Exercise instructions – In your answer, every line of the records should be written out exactly.

Available records –
PR #236, opened 2025-06-09
Clean up CMakeLists.txt

angela28chen:
Changes:
* Gather global cmake properties in root `CMakeLists.txt`
* Remove global property about verbose makefile since we prefer ninja
* Remove unnecessary checks for subdirectory `CMakeLists.txt` files before `add_subdirectory()` calls
* Remove unnecessary check for grpc tar file

### DIFF
--- a/CMakeLists.txt
+++ b/CMakeLists.txt
@@ -19,8 +19,7 @@ cmake_minimum_required(VERSION 3.10 FATAL_ERROR)
 project(dive)
 
 # Global properties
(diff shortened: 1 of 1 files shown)


wangra-google:
> Changes:
> 
> * Gather global cmake properties in root `CMakeLists.txt`
> * Remove unnecessary checks for subdirectory `CMakeLists.txt` files before `add_subdirectory()` calls
> * Remove unnecessary check for grpc tar file

Thanks for cleaning up the cmake files :D

elviscapiaq (dismissed):

PR #239, opened 2025-06-13
Migrate dive-specific gfxr changes to gfxr_ext/

angela28chen:
As discussed, moving dive-specific GFXR changes to under dive source code as much as possible, while still keeping the GFXR style. Now `gfxr_ext/` libraries are how all other Dive targets access gfxr libraries.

Result for this exercise –
PR #236, opened 2025-06-09
Clean up CMakeLists.txt

angela28chen:
Changes:
* Gather global cmake properties in root `CMakeLists.txt`
* Remove global property about verbose makefile since we prefer ninja
* Remove unnecessary checks for subdirectory `CMakeLists.txt` files before `add_subdirectory()` calls
* Remove unnecessary check for grpc tar file

### DIFF
--- a/CMakeLists.txt
+++ b/CMakeLists.txt
@@ -19,8 +19,7 @@ cmake_minimum_required(VERSION 3.10 FATAL_ERROR)
 project(dive)
 
 # Global properties
(diff shortened: 1 of 1 files shown)


wangra-google:
> Changes:
> 
> * Gather global cmake properties in root `CMakeLists.txt`
> * Remove unnecessary checks for subdirectory `CMakeLists.txt` files before `add_subdirectory()` calls
> * Remove unnecessary check for grpc tar file

Thanks for cleaning up the cmake files :D

elviscapiaq (dismissed):

PR #239, opened 2025-06-13
Migrate dive-specific gfxr changes to gfxr_ext/

angela28chen:
As discussed, moving dive-specific GFXR changes to under dive source code as much as possible, while still keeping the GFXR style. Now `gfxr_ext/` libraries are how all other Dive targets access gfxr libraries.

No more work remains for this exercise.